- Stored data:

PR #7436, opened 2026-01-15
Add UCD source to datagen

opnuub:
@sffc 
Modified:
- provider/icu4x-datagen/src/main.rs
- provider/source/src/lib.rs
- provider/source/src/segmenter/mod.rs (to import unihan.rs)
- provider/source/src/segmenter/unihan.rs (to use LiteMap<codepoint, int8> via test)
- provider/source/src/source.rs (added UnihanCache with proprocessing)
- tools/make/download-repo-sources/globs.rs.data (added filename IRGSources.txt)
- tools/make/download-repo-sources/src/main.rs


tools/make/download-repo-sources/src/main.rs
```diff
@@ -254,6 +269,25 @@ fn main() -> eyre::Result<()> {
         })
         .collect::<Vec<_>>()
         .join(",\n                        ");
+    #[allow(dead_code)]
```
sffc: Shouldn't be dead code?

```suggestion
```

tools/make/download-repo-sources/src/main.rs
```diff
@@ -254,6 +269,25 @@ fn main() -> eyre::Result<()> {
...
+            let path = path.replace('\\', "/");
+            format!(r#"("{path}", include_bytes!("../../tests/data/unihan/{path}").as_slice())"#)
+        })
+        .collect::<Vec<_>>()
+        .join(",\n                        ");
+    let irg_path = out_root.join("tests/data/unihan/Unihan_IRGSources.txt");
+    fs::write(
+        &irg_path,
+        fs::read_to_string(&irg_path)?
+            .lines()
```
sffc: Nit: Since this file is very big, do the more efficient line-by-line reading and writing, as described in

https://doc.rust-lang.org/rust-by-example/std_misc/file/read_lines.html

For writing, you can write each line to the output file using `writeln!`

tools/make/download-repo-sources/src/main.rs
```diff
@@ -254,6 +269,25 @@ fn main() -> eyre::Result<()> {
...
+            .filter(|l| l.contains("kRSUnicode") || l.starts_with('#'))
```
sffc: Praise: The filtering for just kRSUnicode seems fine. It keeps the file manageable in size.

provider/source/src/source.rs
```diff
@@ -484,3 +485,52 @@ impl TzdbCache {
             .map_err(|&e| e)
     }
 }
+
+#[derive(Debug)]
+#[allow(dead_code)]
```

- TASK TO COMPLETE:
From the opening line of the data above through the line that contains "- provider/source/src/segmenter/mod.rs (to", please print each line as it stands and only those lines.

- RESPONSE TO THE TASK:
PR #7436, opened 2026-01-15
Add UCD source to datagen

opnuub:
@sffc 
Modified:
- provider/icu4x-datagen/src/main.rs
- provider/source/src/lib.rs
- provider/source/src/segmenter/mod.rs (to import unihan.rs)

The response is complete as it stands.